# Blue Label Ketchup



## alampe (Apr 21, 2020)

This was found in the woods in Freedom NH earlier this week.  It's a Blue Label Ketchup bottle.  If I had to guess, I'd say it circa 1920s but that's just a guess, so I figured I'd ask you guys.  Any thoughts?  Thanks ~

Here's an alternate view of the bottom in case it helps anyone? thank you all again ~


----------



## ROBBYBOBBY64 (Apr 21, 2020)

Blue label ketchup. It is hard to see in the picture there is a glass manufacturers mark from owen glass the number to the right of mark is what looks like a number 9. That would date the bottle At 1939. The style definitly screams 1930's to me. I always find pride of the farm and of course heinz.


----------



## Dogo (Apr 21, 2020)

Robby may be right, but the circle around the base embossing looks like the mark from the earliest automatic bottle machines, so  it could be much earlier.


----------



## ROBBYBOBBY64 (Apr 21, 2020)

It is hard to see. A clearer picture would help.


----------



## PlaneDiggerCam (Apr 21, 2020)

I believe these are late 1920s early 1930s. I also have one.


----------



## ROBBYBOBBY64 (Apr 21, 2020)

The owen glass mark diamond and  O  entwined with an  I  in the center dates from 1930's  into the 50's.  The 9 stands for 1939. If there is a dot after the 9 then that represents 1949. Hard to clearly because of a bright reflection on the mark in the picture.


----------



## ROBBYBOBBY64 (Apr 21, 2020)

1929 Owen glass merged with Illinois glass. 1929 and before owen glass mark was an O inside a square. I still say 1939.


----------



## ROBBYBOBBY64 (Apr 21, 2020)

After Owen merged with Illinois in 1929 they changed their mark to the diamond and O with an I in the middle. It took up to 2 years to change all there automatic bottling machines to the new mark.


----------



## ROBBYBOBBY64 (Apr 21, 2020)

Dogo said:


> Robby may be right, but the circle around the base embossing looks like the mark from the earliest automatic bottle machines, so  it could be much earlier.

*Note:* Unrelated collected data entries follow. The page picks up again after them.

PR #1745, opened 2022-02-16
Changed the keyboard info description for PME US Natural to be more informative

PostmodernEnglish:
The PME US Natural keyboard's keyboard info was previously just "Postmodern English US Natural" on the Keyman download page. We've updated it to be more informative.

### DIFF
--- a/release/p/postmodern_english_us_natural/postmodern_english_us_natural.keyboard_info
+++ b/release/p/postmodern_english_us_natural/postmodern_english_us_natural.keyboard_info
@@ -3,5 +3,5 @@
     "languages": [
         "en"
     ],
-	  "description": "Postmodern English US Natural"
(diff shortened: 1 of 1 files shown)


keyman-server:

PostmodernEnglish:
We would like to embed the link mentioned in the description, if possible and permittable. Would using a typical html <a href> tag do the trick, or does the http:// prefix alone cause the Keyman webpage to embed it?

LornaSIL:
There is a "link" field you can add. Take a look at this page: https://keyman.com/keyboards/blackfoot_syllabics_u

And here is the source for that: https://github.com/keymanapp/keyboards/blob/master/legacy/b/blackfoot_syllabics_u/blackfoot_syllabics_u.keyboard_info

This has a lot of extraneous fields that we don't recommend because so much of this information is autogenerated now, but you can at least look at the link field and figure out what you need.

There is a way to do it in the description field, but I'm not finding a sample for that. If that's really where you want it, let me know and I'll search some more.

PostmodernEnglish:
Thanks for the info. We've added a link on the Keyman download page for both this, and the PME UK natural PR.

If so it would have the old owen O inside a square mark.


----------



## PlaneDiggerCam (Apr 21, 2020)

ROBBYBOBBY64 said:


> After Owen merged with Illinois in 1929 they changed their mark to the diamond and O with an I in the middle. It took up to 2 years to change all there automatic bottling machines to the new mark.


I believe there are earlier variations too because mine has an earlier date code of 1931. I think the Owen's diamond mark was definitely used in 1929 based on the fact that this style of ketchup top was not commonly used in the late 1930s.


----------



## PlaneDiggerCam (Apr 21, 2020)

PlaneDiggerCam said:


> I believe there are earlier variations too because mine has an earlier date code of 1931. I think the Owen's diamond mark was definitely used in 1929 based on the fact that this style of ketchup top was not commonly used in the late 1930s.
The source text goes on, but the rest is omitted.